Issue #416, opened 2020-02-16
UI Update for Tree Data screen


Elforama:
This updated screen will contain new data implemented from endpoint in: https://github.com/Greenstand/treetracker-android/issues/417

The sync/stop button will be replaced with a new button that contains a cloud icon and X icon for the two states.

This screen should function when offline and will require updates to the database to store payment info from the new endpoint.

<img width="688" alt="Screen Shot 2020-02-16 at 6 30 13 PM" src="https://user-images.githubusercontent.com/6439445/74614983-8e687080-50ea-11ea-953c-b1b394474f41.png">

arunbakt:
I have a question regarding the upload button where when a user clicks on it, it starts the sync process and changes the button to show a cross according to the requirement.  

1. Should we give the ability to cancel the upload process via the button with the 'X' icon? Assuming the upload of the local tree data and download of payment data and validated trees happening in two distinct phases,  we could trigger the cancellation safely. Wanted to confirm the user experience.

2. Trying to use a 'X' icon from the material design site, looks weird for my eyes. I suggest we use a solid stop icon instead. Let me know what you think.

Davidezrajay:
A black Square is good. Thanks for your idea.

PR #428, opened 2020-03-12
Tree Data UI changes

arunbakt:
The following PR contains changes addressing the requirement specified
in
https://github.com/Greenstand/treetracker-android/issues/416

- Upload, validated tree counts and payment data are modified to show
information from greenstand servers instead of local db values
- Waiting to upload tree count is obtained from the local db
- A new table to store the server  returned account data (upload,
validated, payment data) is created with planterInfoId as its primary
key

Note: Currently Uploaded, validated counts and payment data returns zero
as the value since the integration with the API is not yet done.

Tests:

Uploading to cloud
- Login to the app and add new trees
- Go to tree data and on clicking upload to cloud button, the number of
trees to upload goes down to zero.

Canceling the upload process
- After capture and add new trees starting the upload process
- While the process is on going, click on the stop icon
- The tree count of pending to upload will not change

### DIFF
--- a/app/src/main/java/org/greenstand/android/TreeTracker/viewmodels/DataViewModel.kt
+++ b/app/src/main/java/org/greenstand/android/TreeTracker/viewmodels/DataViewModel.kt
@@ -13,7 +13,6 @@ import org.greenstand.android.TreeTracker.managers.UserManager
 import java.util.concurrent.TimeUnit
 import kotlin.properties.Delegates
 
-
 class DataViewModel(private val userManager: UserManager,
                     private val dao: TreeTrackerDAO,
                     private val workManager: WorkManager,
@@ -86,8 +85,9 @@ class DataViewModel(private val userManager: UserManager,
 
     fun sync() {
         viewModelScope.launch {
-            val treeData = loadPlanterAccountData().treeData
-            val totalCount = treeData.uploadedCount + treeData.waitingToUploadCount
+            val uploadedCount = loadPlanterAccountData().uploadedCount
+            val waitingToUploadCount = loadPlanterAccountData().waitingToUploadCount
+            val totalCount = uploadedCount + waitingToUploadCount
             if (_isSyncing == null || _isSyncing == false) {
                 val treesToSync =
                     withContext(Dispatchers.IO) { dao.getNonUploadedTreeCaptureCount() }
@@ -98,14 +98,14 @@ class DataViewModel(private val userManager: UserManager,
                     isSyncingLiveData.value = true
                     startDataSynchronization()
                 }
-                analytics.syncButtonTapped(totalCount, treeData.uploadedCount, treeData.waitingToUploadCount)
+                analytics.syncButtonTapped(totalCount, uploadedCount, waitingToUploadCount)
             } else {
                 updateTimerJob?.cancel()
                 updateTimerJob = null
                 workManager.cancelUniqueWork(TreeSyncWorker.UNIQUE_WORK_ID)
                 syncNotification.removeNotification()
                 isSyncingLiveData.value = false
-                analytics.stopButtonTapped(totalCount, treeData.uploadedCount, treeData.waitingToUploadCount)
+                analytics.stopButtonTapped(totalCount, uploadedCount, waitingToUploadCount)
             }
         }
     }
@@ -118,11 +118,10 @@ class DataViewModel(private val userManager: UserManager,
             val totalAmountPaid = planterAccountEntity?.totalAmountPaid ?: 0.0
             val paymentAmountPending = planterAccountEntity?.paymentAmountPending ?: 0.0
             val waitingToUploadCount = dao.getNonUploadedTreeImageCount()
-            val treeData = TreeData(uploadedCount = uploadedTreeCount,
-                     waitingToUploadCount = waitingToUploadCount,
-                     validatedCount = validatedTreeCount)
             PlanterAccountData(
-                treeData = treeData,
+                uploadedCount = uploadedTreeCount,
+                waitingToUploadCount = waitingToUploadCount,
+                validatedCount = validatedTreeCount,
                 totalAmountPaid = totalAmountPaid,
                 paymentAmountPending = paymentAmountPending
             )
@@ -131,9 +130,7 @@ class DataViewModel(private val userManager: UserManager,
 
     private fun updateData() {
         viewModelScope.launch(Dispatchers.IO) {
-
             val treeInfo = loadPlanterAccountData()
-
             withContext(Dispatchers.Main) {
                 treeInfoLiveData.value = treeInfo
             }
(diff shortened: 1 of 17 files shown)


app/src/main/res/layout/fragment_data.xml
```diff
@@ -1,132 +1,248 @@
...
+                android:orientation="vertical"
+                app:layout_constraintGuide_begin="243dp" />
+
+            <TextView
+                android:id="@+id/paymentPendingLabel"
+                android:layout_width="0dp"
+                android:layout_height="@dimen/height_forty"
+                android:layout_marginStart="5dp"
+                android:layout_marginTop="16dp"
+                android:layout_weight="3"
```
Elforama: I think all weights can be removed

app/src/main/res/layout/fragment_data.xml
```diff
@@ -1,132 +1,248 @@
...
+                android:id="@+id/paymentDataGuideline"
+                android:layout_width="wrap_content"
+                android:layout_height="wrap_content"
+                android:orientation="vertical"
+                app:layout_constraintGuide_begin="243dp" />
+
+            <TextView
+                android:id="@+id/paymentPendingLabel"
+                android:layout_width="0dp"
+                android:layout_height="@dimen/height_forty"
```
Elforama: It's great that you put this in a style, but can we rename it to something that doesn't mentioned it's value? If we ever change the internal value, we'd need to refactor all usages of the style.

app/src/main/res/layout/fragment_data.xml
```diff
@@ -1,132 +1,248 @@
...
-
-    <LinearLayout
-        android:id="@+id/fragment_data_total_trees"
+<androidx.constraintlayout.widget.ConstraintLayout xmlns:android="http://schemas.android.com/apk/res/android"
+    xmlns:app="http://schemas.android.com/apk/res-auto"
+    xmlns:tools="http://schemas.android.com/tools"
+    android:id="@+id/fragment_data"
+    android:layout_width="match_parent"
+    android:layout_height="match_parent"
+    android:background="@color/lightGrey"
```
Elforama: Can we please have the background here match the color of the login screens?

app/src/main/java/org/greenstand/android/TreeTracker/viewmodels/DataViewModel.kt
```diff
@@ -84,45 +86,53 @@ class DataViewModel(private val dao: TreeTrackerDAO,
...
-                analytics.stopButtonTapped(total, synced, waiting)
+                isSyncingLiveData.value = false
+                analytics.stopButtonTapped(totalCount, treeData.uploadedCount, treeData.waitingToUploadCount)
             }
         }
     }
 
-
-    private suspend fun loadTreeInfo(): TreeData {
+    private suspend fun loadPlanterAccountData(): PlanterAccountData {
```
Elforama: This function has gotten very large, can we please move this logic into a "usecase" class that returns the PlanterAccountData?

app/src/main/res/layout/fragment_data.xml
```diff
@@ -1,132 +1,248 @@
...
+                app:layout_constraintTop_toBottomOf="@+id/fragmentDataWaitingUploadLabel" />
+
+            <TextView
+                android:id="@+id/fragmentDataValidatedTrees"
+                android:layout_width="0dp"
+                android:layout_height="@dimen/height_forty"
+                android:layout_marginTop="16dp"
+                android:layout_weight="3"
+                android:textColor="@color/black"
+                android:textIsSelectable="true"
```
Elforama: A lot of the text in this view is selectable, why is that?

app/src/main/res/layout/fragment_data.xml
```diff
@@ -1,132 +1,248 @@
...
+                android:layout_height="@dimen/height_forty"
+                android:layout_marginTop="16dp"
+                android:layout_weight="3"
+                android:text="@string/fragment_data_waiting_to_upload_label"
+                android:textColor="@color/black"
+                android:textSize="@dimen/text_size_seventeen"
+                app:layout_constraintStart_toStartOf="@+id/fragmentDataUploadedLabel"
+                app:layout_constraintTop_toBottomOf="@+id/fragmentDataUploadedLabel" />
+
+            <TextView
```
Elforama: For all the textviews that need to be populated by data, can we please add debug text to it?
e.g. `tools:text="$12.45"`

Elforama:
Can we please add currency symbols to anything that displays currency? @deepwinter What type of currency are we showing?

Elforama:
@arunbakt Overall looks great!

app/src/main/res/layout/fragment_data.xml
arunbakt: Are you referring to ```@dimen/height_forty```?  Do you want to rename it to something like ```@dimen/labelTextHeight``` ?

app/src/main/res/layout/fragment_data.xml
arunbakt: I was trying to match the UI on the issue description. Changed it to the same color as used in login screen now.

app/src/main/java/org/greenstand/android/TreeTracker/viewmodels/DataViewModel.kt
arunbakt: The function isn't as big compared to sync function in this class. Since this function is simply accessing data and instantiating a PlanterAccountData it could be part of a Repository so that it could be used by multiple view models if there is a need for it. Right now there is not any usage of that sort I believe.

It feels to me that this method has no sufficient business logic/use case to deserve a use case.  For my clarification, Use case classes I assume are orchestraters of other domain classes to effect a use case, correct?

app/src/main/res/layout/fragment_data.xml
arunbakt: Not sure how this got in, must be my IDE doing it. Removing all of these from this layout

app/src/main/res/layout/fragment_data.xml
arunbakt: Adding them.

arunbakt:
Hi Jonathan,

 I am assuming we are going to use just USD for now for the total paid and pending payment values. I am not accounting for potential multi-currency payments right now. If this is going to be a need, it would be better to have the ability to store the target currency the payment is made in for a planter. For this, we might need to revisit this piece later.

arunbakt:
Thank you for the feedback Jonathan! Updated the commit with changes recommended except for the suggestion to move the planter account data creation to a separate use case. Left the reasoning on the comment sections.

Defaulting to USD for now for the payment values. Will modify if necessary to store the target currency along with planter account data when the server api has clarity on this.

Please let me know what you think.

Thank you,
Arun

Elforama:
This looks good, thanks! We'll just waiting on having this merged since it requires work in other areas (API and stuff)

◆ ◆ ◆ ◆ ◆ ◆ ◆

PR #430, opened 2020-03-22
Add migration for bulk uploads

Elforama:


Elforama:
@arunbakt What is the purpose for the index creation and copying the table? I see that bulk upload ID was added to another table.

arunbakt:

◆ ◆ ◆ ◆ ◆ ◆ ◆

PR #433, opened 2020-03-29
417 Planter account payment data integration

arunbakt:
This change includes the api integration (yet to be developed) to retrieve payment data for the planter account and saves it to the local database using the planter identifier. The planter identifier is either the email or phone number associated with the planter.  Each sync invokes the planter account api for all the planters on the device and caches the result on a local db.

◆ ◆ ◆ ◆ ◆ ◆ ◆

*HOW TO COMPLETE THIS TASK*
Within the listing above, filter for lines holding the string "database" and copy each one.

*THE COMPLETED TASK*
This screen should function when offline and will require updates to the database to store payment info from the new endpoint.
This change includes the api integration (yet to be developed) to retrieve payment data for the planter account and saves it to the local database using the planter identifier. The planter identifier is either the email or phone number associated with the planter.  Each sync invokes the planter account api for all the planters on the device and caches the result on a local db.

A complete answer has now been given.